What needs to be done — Scan the lines below for the string "oriented" and copy every one that has it.

Stored dataset items:

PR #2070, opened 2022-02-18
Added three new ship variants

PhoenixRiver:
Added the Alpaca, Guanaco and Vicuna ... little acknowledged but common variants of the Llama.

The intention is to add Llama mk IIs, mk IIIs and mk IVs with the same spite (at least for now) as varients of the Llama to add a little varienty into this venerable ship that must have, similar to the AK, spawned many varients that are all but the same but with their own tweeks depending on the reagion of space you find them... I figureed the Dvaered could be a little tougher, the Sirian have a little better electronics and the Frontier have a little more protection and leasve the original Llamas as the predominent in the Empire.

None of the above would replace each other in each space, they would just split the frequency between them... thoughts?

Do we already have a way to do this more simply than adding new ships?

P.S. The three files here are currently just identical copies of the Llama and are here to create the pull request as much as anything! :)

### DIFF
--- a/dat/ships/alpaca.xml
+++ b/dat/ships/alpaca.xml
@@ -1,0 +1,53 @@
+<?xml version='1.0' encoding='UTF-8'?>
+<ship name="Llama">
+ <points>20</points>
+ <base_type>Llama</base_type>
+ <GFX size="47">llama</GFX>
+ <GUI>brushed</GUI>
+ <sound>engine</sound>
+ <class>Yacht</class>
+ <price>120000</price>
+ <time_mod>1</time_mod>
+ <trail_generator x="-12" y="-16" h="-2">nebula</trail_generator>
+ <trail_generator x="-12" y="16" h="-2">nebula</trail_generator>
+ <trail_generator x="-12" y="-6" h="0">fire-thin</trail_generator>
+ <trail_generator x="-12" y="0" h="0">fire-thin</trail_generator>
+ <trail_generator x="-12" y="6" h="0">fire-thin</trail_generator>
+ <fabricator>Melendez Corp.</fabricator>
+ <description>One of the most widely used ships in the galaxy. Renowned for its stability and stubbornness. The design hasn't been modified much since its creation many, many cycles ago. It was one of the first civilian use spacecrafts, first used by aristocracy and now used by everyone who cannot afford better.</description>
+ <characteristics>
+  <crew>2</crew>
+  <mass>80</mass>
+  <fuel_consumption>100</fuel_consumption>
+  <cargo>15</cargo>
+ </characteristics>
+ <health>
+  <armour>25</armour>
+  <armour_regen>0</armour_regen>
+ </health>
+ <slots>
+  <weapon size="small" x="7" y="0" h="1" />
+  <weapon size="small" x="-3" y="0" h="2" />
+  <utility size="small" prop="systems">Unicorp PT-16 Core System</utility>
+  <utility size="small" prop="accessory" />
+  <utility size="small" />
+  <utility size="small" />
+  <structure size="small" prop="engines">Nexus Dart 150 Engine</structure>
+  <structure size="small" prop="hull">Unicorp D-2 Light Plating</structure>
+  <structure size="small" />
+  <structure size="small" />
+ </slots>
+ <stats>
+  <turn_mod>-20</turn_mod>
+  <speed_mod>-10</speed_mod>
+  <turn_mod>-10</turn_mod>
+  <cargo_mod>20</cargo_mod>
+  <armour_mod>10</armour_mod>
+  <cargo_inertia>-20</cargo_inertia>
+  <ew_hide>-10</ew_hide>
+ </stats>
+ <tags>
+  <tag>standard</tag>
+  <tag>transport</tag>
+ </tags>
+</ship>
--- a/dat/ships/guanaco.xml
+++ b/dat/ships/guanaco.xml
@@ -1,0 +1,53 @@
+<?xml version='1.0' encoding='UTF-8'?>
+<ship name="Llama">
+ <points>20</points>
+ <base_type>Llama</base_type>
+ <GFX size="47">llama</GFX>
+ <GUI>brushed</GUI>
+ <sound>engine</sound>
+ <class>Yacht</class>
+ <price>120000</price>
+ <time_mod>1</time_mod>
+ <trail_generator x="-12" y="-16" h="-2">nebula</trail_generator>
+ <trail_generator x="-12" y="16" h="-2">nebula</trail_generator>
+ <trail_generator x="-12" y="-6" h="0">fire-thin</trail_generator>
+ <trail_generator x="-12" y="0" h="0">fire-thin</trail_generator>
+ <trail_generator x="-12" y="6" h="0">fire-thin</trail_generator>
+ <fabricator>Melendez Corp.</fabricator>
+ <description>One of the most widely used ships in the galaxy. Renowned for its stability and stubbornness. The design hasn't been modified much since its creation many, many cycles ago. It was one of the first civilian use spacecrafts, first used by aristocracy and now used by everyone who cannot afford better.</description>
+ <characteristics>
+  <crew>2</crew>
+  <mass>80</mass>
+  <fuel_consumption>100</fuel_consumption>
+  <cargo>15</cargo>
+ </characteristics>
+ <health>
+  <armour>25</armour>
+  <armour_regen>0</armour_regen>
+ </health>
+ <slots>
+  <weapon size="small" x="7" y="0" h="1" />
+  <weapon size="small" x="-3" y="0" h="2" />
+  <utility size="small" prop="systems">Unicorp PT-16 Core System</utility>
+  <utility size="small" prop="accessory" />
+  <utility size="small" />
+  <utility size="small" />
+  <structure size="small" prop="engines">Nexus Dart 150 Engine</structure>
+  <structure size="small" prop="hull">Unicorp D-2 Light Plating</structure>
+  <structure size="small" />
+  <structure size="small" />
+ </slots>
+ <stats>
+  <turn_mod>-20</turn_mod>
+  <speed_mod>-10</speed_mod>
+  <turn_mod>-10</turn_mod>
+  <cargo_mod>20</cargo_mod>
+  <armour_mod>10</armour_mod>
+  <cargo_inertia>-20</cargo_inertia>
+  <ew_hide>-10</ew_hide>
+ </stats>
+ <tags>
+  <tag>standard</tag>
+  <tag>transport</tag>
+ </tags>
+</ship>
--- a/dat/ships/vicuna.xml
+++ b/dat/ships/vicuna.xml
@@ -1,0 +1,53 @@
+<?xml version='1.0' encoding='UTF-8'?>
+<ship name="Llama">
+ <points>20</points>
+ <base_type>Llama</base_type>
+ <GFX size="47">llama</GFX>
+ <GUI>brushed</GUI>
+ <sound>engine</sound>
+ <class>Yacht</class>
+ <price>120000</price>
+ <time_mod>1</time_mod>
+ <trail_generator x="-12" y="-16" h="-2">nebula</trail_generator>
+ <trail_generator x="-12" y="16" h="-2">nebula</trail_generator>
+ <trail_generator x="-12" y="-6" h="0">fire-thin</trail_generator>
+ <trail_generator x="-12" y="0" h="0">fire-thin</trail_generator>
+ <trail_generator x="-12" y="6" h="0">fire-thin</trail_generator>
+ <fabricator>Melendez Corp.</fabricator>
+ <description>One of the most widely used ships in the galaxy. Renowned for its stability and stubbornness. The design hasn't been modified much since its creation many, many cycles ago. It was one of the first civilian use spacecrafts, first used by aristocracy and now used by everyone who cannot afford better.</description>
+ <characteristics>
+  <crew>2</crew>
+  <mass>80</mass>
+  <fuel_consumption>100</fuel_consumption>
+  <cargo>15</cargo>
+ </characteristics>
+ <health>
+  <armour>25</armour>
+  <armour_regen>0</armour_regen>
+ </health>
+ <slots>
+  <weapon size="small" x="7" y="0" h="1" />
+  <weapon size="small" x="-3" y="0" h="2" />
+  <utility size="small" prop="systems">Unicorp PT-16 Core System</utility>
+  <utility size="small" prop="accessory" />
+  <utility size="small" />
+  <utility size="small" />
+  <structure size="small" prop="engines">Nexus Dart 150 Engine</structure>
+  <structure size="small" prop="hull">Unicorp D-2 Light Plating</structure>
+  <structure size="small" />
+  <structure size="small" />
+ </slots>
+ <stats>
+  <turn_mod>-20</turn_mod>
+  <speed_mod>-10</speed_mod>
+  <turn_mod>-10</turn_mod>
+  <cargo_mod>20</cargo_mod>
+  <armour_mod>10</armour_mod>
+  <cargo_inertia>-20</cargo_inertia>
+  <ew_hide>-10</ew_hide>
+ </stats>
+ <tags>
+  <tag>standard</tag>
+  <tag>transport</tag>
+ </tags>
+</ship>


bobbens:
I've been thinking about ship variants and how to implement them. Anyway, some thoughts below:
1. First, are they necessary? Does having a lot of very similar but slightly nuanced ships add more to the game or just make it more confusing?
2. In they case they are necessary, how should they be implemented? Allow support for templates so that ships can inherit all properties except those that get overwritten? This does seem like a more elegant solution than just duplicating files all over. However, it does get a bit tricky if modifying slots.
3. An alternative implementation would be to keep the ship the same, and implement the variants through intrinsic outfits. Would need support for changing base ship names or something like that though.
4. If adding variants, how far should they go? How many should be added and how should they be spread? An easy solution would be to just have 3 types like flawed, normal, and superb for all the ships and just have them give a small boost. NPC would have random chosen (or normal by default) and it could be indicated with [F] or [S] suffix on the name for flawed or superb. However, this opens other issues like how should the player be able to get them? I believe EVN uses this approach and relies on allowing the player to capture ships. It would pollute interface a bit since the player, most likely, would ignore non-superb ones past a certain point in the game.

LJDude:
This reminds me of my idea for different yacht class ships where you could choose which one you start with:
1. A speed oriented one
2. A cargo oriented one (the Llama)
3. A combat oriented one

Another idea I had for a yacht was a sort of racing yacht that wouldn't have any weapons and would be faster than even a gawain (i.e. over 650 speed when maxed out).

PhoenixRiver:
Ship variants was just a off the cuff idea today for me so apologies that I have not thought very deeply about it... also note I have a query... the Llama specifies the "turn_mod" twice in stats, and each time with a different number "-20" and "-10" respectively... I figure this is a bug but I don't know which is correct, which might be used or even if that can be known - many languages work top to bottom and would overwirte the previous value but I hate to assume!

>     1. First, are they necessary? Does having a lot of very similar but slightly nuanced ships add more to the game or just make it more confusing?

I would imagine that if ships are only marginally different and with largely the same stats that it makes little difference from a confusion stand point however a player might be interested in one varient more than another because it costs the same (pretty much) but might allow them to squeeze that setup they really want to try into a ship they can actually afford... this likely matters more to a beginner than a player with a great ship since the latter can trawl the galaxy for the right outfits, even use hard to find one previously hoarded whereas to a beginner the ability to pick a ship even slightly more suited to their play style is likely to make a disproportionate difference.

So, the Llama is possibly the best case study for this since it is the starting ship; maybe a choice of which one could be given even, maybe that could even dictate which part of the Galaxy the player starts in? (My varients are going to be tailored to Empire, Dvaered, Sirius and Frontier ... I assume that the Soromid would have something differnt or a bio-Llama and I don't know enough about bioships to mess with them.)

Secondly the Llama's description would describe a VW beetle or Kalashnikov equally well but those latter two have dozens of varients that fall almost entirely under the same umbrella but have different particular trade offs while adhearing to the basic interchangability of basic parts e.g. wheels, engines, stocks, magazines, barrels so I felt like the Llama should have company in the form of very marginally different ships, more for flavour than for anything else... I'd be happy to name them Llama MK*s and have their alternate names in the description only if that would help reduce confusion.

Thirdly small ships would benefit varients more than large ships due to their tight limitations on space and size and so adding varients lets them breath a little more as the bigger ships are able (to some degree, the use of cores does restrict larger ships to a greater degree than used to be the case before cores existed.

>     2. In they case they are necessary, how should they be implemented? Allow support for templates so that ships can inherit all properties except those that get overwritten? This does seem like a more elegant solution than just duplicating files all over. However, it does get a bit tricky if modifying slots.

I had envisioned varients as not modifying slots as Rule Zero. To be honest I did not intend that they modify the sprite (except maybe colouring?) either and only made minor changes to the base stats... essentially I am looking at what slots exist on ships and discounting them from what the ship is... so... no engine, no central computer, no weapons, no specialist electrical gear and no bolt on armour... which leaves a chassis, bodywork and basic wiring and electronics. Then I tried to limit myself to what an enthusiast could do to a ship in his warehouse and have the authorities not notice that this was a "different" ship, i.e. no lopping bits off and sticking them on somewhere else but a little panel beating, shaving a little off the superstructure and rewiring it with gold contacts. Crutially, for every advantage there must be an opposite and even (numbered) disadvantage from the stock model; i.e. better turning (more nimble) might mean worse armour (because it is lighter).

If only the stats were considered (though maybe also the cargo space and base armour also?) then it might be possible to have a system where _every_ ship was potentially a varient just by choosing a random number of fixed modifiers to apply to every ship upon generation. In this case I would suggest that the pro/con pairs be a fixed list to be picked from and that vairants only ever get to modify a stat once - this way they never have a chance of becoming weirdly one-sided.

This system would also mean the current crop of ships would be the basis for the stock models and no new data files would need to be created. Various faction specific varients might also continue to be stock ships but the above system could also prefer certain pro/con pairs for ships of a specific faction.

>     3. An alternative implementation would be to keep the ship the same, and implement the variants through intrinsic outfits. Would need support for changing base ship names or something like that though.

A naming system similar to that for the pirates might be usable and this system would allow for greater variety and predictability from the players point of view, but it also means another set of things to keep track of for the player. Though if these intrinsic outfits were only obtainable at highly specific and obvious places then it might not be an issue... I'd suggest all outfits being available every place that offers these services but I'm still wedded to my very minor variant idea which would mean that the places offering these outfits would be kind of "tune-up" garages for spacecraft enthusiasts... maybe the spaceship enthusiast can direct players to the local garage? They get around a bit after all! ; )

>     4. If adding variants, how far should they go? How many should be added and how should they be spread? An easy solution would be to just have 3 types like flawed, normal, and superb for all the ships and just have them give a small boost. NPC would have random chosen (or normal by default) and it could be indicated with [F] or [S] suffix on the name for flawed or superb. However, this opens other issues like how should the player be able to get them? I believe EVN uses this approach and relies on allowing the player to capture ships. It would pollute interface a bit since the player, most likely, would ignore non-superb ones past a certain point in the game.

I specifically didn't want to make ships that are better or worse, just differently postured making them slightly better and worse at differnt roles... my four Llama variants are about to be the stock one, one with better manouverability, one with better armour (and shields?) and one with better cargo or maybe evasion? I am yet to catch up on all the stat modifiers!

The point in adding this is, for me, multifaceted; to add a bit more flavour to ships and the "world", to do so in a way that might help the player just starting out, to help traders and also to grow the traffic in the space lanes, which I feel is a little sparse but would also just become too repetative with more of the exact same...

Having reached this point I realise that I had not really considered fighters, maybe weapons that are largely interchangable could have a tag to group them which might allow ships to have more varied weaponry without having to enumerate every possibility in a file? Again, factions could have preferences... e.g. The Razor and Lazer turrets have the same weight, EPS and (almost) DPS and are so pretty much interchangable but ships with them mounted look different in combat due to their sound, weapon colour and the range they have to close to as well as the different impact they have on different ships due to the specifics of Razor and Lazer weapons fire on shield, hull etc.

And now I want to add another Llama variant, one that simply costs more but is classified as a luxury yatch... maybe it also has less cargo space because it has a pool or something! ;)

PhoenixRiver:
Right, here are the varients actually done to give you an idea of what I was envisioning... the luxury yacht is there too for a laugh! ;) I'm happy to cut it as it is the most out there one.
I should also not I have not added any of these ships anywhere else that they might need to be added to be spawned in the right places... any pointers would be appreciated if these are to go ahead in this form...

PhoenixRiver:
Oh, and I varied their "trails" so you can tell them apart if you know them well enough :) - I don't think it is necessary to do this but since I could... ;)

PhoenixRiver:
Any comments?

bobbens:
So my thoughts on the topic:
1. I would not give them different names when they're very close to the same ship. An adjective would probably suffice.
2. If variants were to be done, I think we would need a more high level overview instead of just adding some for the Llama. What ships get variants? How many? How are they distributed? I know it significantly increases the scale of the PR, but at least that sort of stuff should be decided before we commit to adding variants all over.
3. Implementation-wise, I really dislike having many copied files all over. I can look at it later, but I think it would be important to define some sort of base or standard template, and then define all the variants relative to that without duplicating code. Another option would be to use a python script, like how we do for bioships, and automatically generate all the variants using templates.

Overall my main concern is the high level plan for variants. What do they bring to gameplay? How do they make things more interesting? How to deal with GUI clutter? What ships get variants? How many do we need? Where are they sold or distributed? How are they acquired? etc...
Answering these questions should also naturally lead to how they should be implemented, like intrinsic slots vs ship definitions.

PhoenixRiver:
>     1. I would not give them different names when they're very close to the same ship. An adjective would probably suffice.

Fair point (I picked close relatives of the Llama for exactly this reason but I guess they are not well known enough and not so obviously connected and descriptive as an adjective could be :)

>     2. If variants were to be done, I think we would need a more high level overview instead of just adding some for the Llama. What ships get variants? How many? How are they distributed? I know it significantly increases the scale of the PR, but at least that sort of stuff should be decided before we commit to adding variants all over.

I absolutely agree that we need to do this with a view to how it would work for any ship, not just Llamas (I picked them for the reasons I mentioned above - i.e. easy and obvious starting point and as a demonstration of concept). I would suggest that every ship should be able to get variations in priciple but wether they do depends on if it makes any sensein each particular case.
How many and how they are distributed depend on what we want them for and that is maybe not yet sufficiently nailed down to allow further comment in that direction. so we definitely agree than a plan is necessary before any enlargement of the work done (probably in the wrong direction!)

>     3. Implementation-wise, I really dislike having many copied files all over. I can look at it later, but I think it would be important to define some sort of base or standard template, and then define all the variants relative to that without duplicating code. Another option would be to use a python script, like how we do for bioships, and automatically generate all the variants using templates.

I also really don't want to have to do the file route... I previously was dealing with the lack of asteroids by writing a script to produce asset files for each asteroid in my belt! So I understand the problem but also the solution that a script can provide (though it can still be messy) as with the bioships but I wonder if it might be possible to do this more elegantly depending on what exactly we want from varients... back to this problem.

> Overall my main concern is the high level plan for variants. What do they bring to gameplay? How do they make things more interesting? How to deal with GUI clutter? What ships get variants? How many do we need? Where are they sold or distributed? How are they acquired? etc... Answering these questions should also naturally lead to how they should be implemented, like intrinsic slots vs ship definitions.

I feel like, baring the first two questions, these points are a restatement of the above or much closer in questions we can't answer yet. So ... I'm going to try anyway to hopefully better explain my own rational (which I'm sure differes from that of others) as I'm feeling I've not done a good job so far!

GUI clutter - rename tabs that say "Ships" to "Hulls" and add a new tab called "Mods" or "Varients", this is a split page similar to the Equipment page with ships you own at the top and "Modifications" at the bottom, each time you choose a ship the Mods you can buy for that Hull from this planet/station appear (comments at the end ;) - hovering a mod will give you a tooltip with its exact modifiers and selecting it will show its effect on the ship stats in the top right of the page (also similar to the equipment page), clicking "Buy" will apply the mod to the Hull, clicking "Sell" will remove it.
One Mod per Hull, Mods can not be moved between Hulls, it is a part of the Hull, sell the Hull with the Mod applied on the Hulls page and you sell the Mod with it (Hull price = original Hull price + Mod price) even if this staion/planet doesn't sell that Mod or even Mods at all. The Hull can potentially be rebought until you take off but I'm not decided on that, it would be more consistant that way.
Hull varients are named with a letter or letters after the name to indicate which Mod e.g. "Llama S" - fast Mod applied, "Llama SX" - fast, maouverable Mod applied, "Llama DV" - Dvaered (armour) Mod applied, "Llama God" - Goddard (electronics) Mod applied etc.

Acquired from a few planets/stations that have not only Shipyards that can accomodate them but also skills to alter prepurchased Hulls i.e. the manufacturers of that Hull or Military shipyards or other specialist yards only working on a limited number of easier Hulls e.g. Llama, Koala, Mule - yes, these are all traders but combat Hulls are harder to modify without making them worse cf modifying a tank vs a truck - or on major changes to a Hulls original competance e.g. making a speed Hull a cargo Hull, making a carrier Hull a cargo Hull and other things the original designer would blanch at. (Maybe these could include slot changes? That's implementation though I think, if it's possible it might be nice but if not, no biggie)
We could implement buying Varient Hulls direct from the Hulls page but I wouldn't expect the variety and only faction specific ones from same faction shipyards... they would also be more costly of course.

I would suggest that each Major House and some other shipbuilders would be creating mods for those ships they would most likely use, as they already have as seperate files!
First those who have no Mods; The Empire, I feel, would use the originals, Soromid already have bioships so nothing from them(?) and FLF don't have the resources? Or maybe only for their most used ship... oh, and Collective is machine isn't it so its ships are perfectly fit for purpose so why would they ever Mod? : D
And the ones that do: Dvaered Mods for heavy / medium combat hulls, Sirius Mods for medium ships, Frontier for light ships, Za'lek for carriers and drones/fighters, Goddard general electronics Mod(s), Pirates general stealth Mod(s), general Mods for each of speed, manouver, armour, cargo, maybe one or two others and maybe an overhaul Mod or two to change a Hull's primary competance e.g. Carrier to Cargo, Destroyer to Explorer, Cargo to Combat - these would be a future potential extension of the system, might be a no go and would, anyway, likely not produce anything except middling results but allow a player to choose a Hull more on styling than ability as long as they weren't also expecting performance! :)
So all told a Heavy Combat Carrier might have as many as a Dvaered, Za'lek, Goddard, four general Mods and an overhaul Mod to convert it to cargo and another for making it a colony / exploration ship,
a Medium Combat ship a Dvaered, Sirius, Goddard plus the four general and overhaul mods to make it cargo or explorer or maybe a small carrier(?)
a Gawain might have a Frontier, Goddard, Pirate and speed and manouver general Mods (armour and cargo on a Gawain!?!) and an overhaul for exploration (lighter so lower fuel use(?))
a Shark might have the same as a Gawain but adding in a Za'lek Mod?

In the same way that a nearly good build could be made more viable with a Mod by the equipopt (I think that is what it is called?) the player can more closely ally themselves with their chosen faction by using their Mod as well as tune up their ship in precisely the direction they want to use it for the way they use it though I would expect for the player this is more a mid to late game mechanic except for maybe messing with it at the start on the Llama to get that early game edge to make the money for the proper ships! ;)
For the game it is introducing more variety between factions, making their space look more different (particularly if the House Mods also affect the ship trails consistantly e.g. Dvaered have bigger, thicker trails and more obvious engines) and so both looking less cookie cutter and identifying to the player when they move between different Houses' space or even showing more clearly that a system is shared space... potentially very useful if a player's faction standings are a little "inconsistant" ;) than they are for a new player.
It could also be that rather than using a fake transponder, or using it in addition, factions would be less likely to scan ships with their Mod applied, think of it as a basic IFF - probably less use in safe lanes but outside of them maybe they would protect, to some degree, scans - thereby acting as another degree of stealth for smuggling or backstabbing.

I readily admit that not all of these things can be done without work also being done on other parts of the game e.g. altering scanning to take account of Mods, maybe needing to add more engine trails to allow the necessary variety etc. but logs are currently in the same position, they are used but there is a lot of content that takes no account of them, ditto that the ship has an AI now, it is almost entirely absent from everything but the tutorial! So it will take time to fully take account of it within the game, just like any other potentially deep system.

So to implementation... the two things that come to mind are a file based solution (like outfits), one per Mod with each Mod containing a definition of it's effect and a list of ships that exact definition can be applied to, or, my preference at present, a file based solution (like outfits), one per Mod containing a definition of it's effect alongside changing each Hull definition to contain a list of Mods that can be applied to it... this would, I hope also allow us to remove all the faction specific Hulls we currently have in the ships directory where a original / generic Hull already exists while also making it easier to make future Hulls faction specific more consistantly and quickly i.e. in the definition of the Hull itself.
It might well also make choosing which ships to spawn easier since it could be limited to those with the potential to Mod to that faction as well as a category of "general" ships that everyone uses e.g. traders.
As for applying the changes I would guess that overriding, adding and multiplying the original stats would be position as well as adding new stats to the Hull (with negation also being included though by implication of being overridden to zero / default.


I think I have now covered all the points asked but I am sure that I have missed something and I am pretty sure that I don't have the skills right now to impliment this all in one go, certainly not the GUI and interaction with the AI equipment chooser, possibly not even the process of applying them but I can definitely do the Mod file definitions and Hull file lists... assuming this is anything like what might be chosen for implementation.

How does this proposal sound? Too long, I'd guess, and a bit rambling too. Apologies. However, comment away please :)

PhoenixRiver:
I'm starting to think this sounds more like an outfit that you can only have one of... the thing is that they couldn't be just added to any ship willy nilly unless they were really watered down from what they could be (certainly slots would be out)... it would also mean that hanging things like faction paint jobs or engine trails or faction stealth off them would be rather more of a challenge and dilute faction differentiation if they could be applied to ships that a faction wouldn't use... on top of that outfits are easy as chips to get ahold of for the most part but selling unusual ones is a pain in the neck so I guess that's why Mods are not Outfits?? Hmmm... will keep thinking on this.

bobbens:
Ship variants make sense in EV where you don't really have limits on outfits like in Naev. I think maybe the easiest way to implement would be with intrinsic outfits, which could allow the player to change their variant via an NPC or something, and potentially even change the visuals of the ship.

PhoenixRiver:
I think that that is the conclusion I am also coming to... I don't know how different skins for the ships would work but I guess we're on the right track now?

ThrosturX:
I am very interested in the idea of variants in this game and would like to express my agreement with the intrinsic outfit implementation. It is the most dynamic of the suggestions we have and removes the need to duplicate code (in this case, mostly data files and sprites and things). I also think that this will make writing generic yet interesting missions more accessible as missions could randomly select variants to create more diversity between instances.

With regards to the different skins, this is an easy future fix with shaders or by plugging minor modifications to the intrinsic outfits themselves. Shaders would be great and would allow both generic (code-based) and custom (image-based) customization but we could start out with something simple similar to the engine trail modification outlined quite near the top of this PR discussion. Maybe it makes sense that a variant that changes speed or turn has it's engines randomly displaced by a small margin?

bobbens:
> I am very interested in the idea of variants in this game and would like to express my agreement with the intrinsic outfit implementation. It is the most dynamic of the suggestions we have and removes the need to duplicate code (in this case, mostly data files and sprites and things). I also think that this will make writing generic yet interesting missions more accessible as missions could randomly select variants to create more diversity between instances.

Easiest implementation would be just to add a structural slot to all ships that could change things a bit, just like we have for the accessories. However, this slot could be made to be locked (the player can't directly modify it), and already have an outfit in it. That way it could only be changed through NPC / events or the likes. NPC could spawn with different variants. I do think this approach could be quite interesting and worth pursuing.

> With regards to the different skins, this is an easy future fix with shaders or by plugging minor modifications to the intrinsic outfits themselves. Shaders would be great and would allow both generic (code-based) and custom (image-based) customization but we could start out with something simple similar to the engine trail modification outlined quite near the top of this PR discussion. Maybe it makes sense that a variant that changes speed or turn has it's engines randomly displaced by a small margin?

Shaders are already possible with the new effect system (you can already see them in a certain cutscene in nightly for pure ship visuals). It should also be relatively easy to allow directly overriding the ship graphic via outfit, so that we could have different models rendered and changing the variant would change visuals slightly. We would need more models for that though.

Answer for the task —
1. A speed oriented one
2. A cargo oriented one (the Llama)
3. A combat oriented one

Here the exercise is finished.